[Opening Exercise data section]

Issue #481, opened 2022-03-22
Consistency track: please provide consistent APIs to disable authority validation and instance discovery


xiangyan99:
Now we have different API/behaviors for customers to disable authority validation and instance discovery.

[Closing Exercise data section]

- _Exercise aim_: Give back the full listing exactly as it stands above.

- _Answer section_:
Issue #481, opened 2022-03-22
Consistency track: please provide consistent APIs to disable authority validation and instance discovery


xiangyan99:
Now we have different API/behaviors for customers to disable authority validation and instance discovery.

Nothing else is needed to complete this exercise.